What lines in the entries below contain the word "options"? Copy all of them.
-- PROVIDED ENTRIES follows --
Issue #9963, opened 2025-09-09
Some questions about the OTA encryption method


liangjia2019:
We found some issues while testing Zigbee OTA based on Telink chips in our team 
The error log is as follows:
`[2025-09-01 18:14:16] info: 	z2m: Zigbee2MQTT started!
[2025-09-01 18:14:47] info: 	z2m: Checking if update available for '0xa4c13865830b1fda'
[2025-09-01 18:14:49] info: 	z2m:mqtt: MQTT publish: topic 'zigbee2mqtt/0xa4c13865830b1fda', payload '{"action":"btn1_single","battery":100,"linkquality":255,"update":{"state":"idle"}}'
[2025-09-01 18:14:51] info: 	z2m: tagID:0xf000
[2025-09-01 18:14:51] info: 	z2m: position:56
[2025-09-01 18:14:51] info: 	z2m: tagID:0xc5e2
[2025-09-01 18:14:51] info: 	z2m: position:193022
[2025-09-01 18:14:51] info: 	z2m:mqtt: MQTT publish: topic 'zigbee2mqtt/bridge/response/device/ota_update/check', payload '{"data":{},"error":"Failed to check if update available for '0xa4c13865830b1fda' (The value of \"offset\" is out of range. It must be >= 0 and <= 193020. Received 193024)","status":"error","transaction":"85ta1-1"}'
[2025-09-01 18:14:51] error: 	z2m: Failed to check if update available for '0xa4c13865830b1fda' (The value of "offset" is out of range. It must be >= 0 and <= 193020. Received 193024)`

After our analysis and communication with Telink's original factory, we found that it was caused by OTA encryption packaging. The tag composition in his packaging format is as follows

<img width="883" height="129" alt="Image" src="https://github.com/user-attachments/assets/4e876a0c-643b-4a13-85c3-9e0c362521f7" />

We have conducted some modification tests on the current code, and the results show that it can be completed normally through OTA

`function parseSubElementTelink(buffer: Buffer, position: number): Ota.ImageElement {
    const tagID = buffer.readUInt16LE(position);
    const length = buffer.readUInt32LE(position + 2);
    const tagInfo = buffer.readUInt16LE(position + 6);//tagInfo Telink
    const data = buffer.subarray(position + 8, position + 8 + length);

    return {tagID, length, data};
}
`
[...]

PR #9984, opened 2025-09-11
add ota handle code with telink ota

liangjia2019:
fix problem with issue:https://github.com/Koenkk/zigbee-herdsman-converters/issues/9963#issuecomment-3271733556


src/lib/ota.ts
```diff
@@ -213,6 +225,26 @@ export function parseImage(buffer: Buffer, suppressElementImageParseFailure = fa
         otaHeaderString: buffer.toString("utf8", 20, 52),
         totalImageSize: buffer.readUInt32LE(52),
     };
+    /* check if specialParser devices*/
+    const SPECIAL_PRODUCTS: [number, number, (buffer: Buffer, position: number) => any, number][] = [
```
Koenkk: Instead of doing this I would propose to add an extra property: `telinkEncrypted: true` to https://github.com/Koenkk/zigbee-OTA/blob/master/index.json, in this way we can use the special logic without having to change the code here.

src/lib/ota.ts
```diff
@@ -245,9 +277,22 @@ export function parseImage(buffer: Buffer, suppressElementImageParseFailure = fa
...
-            const element = parseSubElement(buffer, position);
+
+            // Use the selected parser function
+            const element = useSpecialParser ? specialParser(buffer, position) : parseSubElement(buffer, position);
+
             elements.push(element);
-            position += element.data.length + 6;
+
+            // Update position with different offset based on product type
+            if (useSpecialParser) {
```
Koenkk: Could you also add a [test case](https://github.com/Koenkk/zigbee-herdsman-converters/blob/master/test/ota.test.ts) for this logic?

src/lib/ota.ts
liangjia2019: > Instead of doing this I would propose to add an extra property: `telinkEncrypted: true` to https://github.com/Koenkk/zigbee-OTA/blob/master/index.json, in this way we can use the special logic without having to change the code here.

I have modified the processing method by judging based on the fields in the JSON file
image

src/lib/ota.ts
liangjia2019: > Could you also add a [test case](https://github.com/Koenkk/zigbee-herdsman-converters/blob/master/test/ota.test.ts) for this logic?

I add some test in there:
describe("parseImage with telinkEncrypted parameter", () => {
        it("should use standard parser and offset when telinkEncrypted is false", async () =>

Koenkk:
I did some cleanup and renamed it to `"customParseLogic": "telinkEncrypted"` instead of `telinkEncrypted` (this is more feature proof in case more logics have to be added in the future).

Thanks!

Koenkk:
Thanks!

PR #9987, opened 2025-09-11
Bosch `BSIR-EZ` (Outdoor siren): Re-implement the device from scratch

DerDreschner:
This pull request re-implements the support for the Bosch Outdoor siren (also known as `BSIR-EZ`) from scratch. The old implementation wasn't complete, in my opinion (e.g., no `convert` / `fromZigbee` method for a lot of attributes which is pretty confusing, using attribute IDs instead of proper naming, exposing a lot of unsupported options, ...) and didn't follow the usage patterns the native Bosch solution does (e.g., exposing `startWarning` from the `ssIasWd` cluster, which is only used by Bosch for demoing the siren volume during first setup and ignores some of the device settings).

I also experienced that the new implementation solves a lot of the issues people experience when adding the device to Z2M (for example: https://github.com/Koenkk/zigbee2mqtt/issues/28525, https://github.com/Koenkk/zigbee2mqtt/issues/28088, https://github.com/Koenkk/zigbee2mqtt/issues/27544 and https://github.com/Koenkk/zigbee2mqtt/issues/27029). It looks like the device doesn't like the unbinding of the `genPollCtrl` cluster in the interview stage, as I needed multiple adding/interviewing attempts before removing that code as well. I honestly have no idea why it's there in the first place, the same with the `m.quirkCheckinInterval(0)` call. To me, both of these seem to do more harm than they solve, which is why I don't bother investigating the reason behind them any further.

<details>

<summary>This is a changelog for affected users</summary>

- **Fix**:  The lookup table for the power source selection contained wrong values. This means that selecting `solar_panel` activated the `ac_power_supply` mode in the device, selecting `ac_power_supply` activated the `dc_power_supply` mode in the device and selecting `dc_power_supply` resulted in an error as it send an invalid value to the device. **Please check the selected power source after the update and correct it (if needed).** 
- **New**: `alarm_state` that shows if the device has *really* turned on the siren and/or light. **Warning**: This is different from the previous attribute with the same name, which was used to start and stop the alarm! This functionality can now be found in the `trigger_alarm` and `stop_alarm` attributes, as there is no way to tell if the alarm is already being triggered or not, which makes an off/on slider the wrong UI element for in my opinion (`alarm_state` will show `no_active_alarm` when the device waits for the delay time of the siren/light to expire).
- **New**: `current_power_source` that shows where the siren currently draws their power from.
- **New**: `power_outage` attribute that will show if the primary power source experiences an outage. This only works when using `ac_power_supply` or `dc_power_supply` as the primary power source.
- New: `solar_panel_voltage` that shows how much voltage the device currently receives from the solar panel.
- **Changed**: The battery status is now being pulled from the `genPowerCfg` cluster only to support the native battery handling by Z2M / HA. Some notes regarding this change:
1.) The remaining battery percentage is now pulled from the device instead of being calculated locally based on the voltage. In my testing, the `genPowerCfg` percentage takes a lot more into consideration than just the voltage (I experienced a drop in battery percentage, although the voltage didn't change).
2.) The `battery_low` warning is more sensitive than before (being true when the remaining battery is <= 60%, which is reasonable in my opinion, keeping the huge power draw during an alarm in mind).
3.) The battery voltage is removed, as Bosch don't use them internally, and I don't want to kill the battery by reporting more attributes than needed.
- **Changed**: The device doesn't reset the `tamper` alarm by default. It has to be reset over a Bosch-specific command in the `ssIasZone` cluster to deactivate the alarm. As this wasn't provided by the old implementation, there was no clear way to handle the situation except to "deal with it". In the native Bosch implementation, each change message from the `ssIasZone` is acknowledged with the Bosch-specific command (if `tamper` is true or `alarm_2`, which is the `power_outage` attribute in my implementation). If the problem is resolved, the device sends a second change message afterward with the alarm being deactivated. I mimic that behavior, which means that alarms regarding the `tamper` and `power_outage` attributes resolve automatically when the tamper-switch is being pressed again, respectively the power from the network comes back. **Please take that into consideration when updating your automations/scripts.**
- **Removed**: Removal of the `ac_status` and `test` attributes, as these are just dead and provide no functionality.
- **Removed**: Removal of the warning mode selection, as the outdoor siren isn't natively triggered that way and only supports the `stop` and `burglar` modes (which is just a few of the provided options) anyway.

</details>

<details>

<summary>Screenshot from the expose tab before and after the change</summary>

### Before
Screenshot from 2025-09-11 23-31-22

### After
Screenshot from 2025-09-11 23-12-57

</details

**TL;DR: All affected users should check and adapt existing automations using the Bosch Ourdoor siren after the update, as this is a breaking change. The activated device settings should be checked afterwards as well (see "Fix" in the changelog).**

### DIFF
--- a/src/lib/bosch.ts
+++ b/src/lib/bosch.ts
@@ -1451,7 +1451,7 @@ export const boschBsirExtend = {
                 )
                 .withCategory("diagnostic"),
         ];
-        
+
         const fromZigbee = [
             {
                 cluster: "ssIasZone",


Koenkk:
Thanks!

PR #9988, opened 2025-09-12
fix: improve Sunricher SR-ZG9041A-2R endpoint naming & remove powerOnBehavior false to use default behavior

niracler:
- Change endpoint names from "1", "2" to "relay1", "relay2" for better identification
- Remove powerOnBehavior: false to use default behavior
- This allows better UI labeling in Zigbee2MQTT for distinguishing between relay channels


Koenkk:
This is a breaking change, let's not change it for now but add a comment above it: `// DEPRECATED: xxx`

PR #9990, opened 2025-09-12
Update tuya.ts support _TZE204_4bjixefp model TS0601 energy meter

ccfiel:
same model, config, and image, but different manufacturer _TZE204_4bjixefp


Koenkk:
Thanks!

PR #10003, opened 2025-09-13
fix: OSRAM 4058075816459 action list

MageFroh:
Small update to the action list for 4058075816459, to reflect what happens when using its buttons with zigbee2mqtt 2.6.1 (prompted by https://github.com/Koenkk/zigbee2mqtt/issues/28003#issuecomment-3286432208).

Am I right that this list is in no particular order?


Koenkk:
> Am I right that this list is in no particular order?

yes, thanks!

PR #10011, opened 2025-09-14
feat(device): Amina S EV Charger - Add charge limit with on/off

jondavidsson:
This pull request introduces a new charge_limit_with_on_off endpoint for the Amina EV charger converter.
-- PROVIDED ENTRIES concluded --
» SOLUTION TO THIS TASK:
This pull request re-implements the support for the Bosch Outdoor siren (also known as `BSIR-EZ`) from scratch. The old implementation wasn't complete, in my opinion (e.g., no `convert` / `fromZigbee` method for a lot of attributes which is pretty confusing, using attribute IDs instead of proper naming, exposing a lot of unsupported options, ...) and didn't follow the usage patterns the native Bosch solution does (e.g., exposing `startWarning` from the `ssIasWd` cluster, which is only used by Bosch for demoing the siren volume during first setup and ignores some of the device settings).
- **Removed**: Removal of the warning mode selection, as the outdoor siren isn't natively triggered that way and only supports the `stop` and `burglar` modes (which is just a few of the provided options) anyway.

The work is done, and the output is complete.